Thomas Roman, another scholar of this subject, offers another interesting perspective. He considers the formation of a wormhole at the height of the Big Bang through a quantum fluctuation that expanded exponentially in the period of inflation of the Universe, reaching classic dimensions. Any hope of building a wormhole depends on the future discovery of exotic matter. Even if an exotic field were available, there are other difficulties, namely: the possibility of quantum mechanics to prohibit a topological change of space-time; The wormholes may be highly unstable; And exotic matter may interact strongly with normal matter, which will prevent a crossing.
Another astonishing consideration of wormholes is their possible use as a time machine, although this apparently violated causality, that is, the fact that the effect precedes the cause. Consequently, some very difficult paradoxes arise.
Journeys into the past or even the mere possibility of sending signals back in time open up a real Pandora's box of puzzles and paradoxes.
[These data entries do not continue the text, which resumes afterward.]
PR #16916, opened 2025-02-11
fix(suite-native): has account transactions selector

### LINKED ISSUE #16814: XRP account detail screen shows graph even when empty
**How to reproduce**
1. Enable XRP in Settings.
1. Connect a Trezor and wait for discovery to finish.
1. Tap any empty XRP account.
1. The details screen has invalid content.

**Expected behavior**
The detail screen looks the same as for any other coin without transactions.

**DEV notes**
It seems to be caused by the `selectHasAccountTransactions` selector that returns `true` for empty XRP accounts.

**Screenshots**
Image
Image

PeKne:
## Description
- suite-common`selectHasAccountTransactions` was used but it does not work for XRP accounts because the Ripple backend does not provide total transactions count info
Screenshot 2025-02-11 at 9 46 42 AM
  - this selector was renamed to make this backend discrepancy clear 
  - new correct selector was created specifically for suite-native

## Related Issue

Resolve #16814 

## Screenshots:

https://github.com/user-attachments/assets/ce40449d-a8e2-4da1-b2db-90ae8be34037

### DIFF
--- a/suite-common/wallet-core/src/accounts/accountsReducer.ts
+++ b/suite-common/wallet-core/src/accounts/accountsReducer.ts
@@ -280,7 +280,10 @@ export const selectAccountByKey = createMemoizedSelector(
     },
 );
 
-export const selectHasAccountTransactions = createMemoizedSelector(
+// CAUTION!: This selector does not work for XRP accounts! It should be used only for Bitcoin-like accounts.
+// Ripple backend does not provide the total transaction count info.
+// The property`account.history.total` is always equal to -1 for XRP accounts.
+export const selectHasBitcoinAccountTransactions = createMemoizedSelector(
     [selectAccountByKey],
     account => !!account?.history.total,
 );
--- a/suite-native/tokens/src/tokensSelectors.ts
+++ b/suite-native/tokens/src/tokensSelectors.ts
@@ -163,6 +163,11 @@ export const selectAccountTransactionsWithTokenTransfers = createMemoizedSelecto
         ) as WalletAccountTransaction[],
 );
 
+export const selectHasAccountAnyTransactions = createMemoizedSelector(
+    [selectAccountTransactionsWithTokenTransfers],
+    (transactions): boolean => transactions.length > 0,
+);
+
 export const selectAccountsKnownTokens = createMemoizedSelector(
     [selectAccountByKey, selectTokenDefinitions],
     (account, tokenDefinitions): TokenInfoBranded[] => {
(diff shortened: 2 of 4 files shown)


vytick (approved):
Looks good and works in mobile. Good spot 🚀

suite-native/tokens/src/tokensSelectors.ts
```diff
@@ -163,6 +163,11 @@ export const selectAccountTransactionsWithTokenTransfers = createMemoizedSelecto
         ) as WalletAccountTransaction[],
 );
 
+export const selectHasAccountAnyTransactions = createMemoizedSelector(
+    [selectAccountTransactionsWithTokenTransfers],
+    (transactions): boolean => transactions.length > 0,
```
yanascz, line 168: What will the return value be for e.g. an ETH account without base transactions but some token transactions?

yanascz: OK, it seems that the base account shows all the transactions including token transactions. Never mind.

suite-common/wallet-core/src/accounts/accountsReducer.ts
```diff
@@ -280,7 +280,10 @@ export const selectAccountByKey = createMemoizedSelector(
     },
 );
 
-export const selectHasAccountTransactions = createMemoizedSelector(
+// CAUTION!: This selector is not working for XRP accounts!
+// Ripple backend does not provide the total transaction count info.
+// The property`account.history.total` is always equal to -1 for XRP accounts.
+export const selectHasNonRippleAccountTransactions = createMemoizedSelector(
```
yanascz: The name of the selector is misleading... I'd prefer something like `selectHasAccountAnyTransactionHistory`, `selectHasAccountTransactionHistory` or similar.

suite-common/wallet-core/src/accounts/accountsReducer.ts
```diff
@@ -280,7 +280,10 @@ export const selectAccountByKey = createMemoizedSelector(
     },
 );
 
-export const selectHasAccountTransactions = createMemoizedSelector(
+// CAUTION!: This selector is not working for XRP accounts!
```
yanascz: I believe _does not work_ is grammatically more suitable.

suite-common/wallet-core/src/accounts/accountsReducer.ts
PeKne: fixed ca4731a541

suite-common/wallet-core/src/accounts/accountsReducer.ts
PeKne: fixed ca4731a541

yanascz (approved):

Lorentzian wormholes, known as Schwarzschild Wormholes or Einstein-Rosen bridges are bridges between areas of space that can be modeled as vacuum solutions for Einstein's field equations by combining the models of a black hole and a white hole. This solution was discovered by Albert Einstein and his colleague Nathan Rosen, who published the result in 1935. However, in 1962 John A. Wheeler and Robert W. Fuller published a paper demonstrating that this type of wormhole is unstable, and that It will collapse instantly as soon as it forms, preventing even light from getting through it.
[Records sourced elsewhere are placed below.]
PR #16918, opened 2025-02-11
fix(suite-native): develop build pipeline fix

PeKne:
- Apply the same eas version to develop builds as this PR did to other tracks: https://github.com/trezor/trezor-suite/pull/16887


yanascz (approved):

vytick (approved):
looks good

PR #16922, opened 2025-02-11
fix(suite-native): use keyboard avoiding view for send screen

### LINKED ISSUE #16697: Missing scroll on first Send form screen so input is hidden behind the keyboard

yanascz:
## Related Issue

Resolves #16697

### DIFF
--- a/suite-native/module-send/src/components/SendScreen.tsx
+++ b/suite-native/module-send/src/components/SendScreen.tsx
@@ -9,7 +9,7 @@ type SendScreenProps = {
 };
 
 export const SendScreen = ({ children, footer, screenHeader }: SendScreenProps) => (
-    <Screen header={screenHeader} footer={footer} keyboardDismissMode="on-drag">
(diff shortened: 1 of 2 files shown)


yanascz:
According to my additional testing, this doesn't fix the issue properly. Scrolling is fixed but some UI glitches arised. Will attempt to fix properly in https://github.com/trezor/trezor-suite/pull/16838.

Before the problems of stability of Schwarzschild wormholes became apparent, it was proposed that quasars were white holes, constituting the end of such wormholes. Although Schwarzschild's wormholes are not transposable, their existence inspired Kip Thorne to imagine transposable wormholes created by keeping open the "throat" of a Schwarzschild wormhole with exotic matter (matter having mass / negative energy).
In conclusion: despite all the difficulties presented, there is no irrefutable proof that bans the existence of wormholes as solutions of Einstein's equations of gravitation. So we have no choice but to admit the wormhole passable in space-time as a real possibility. It will be?????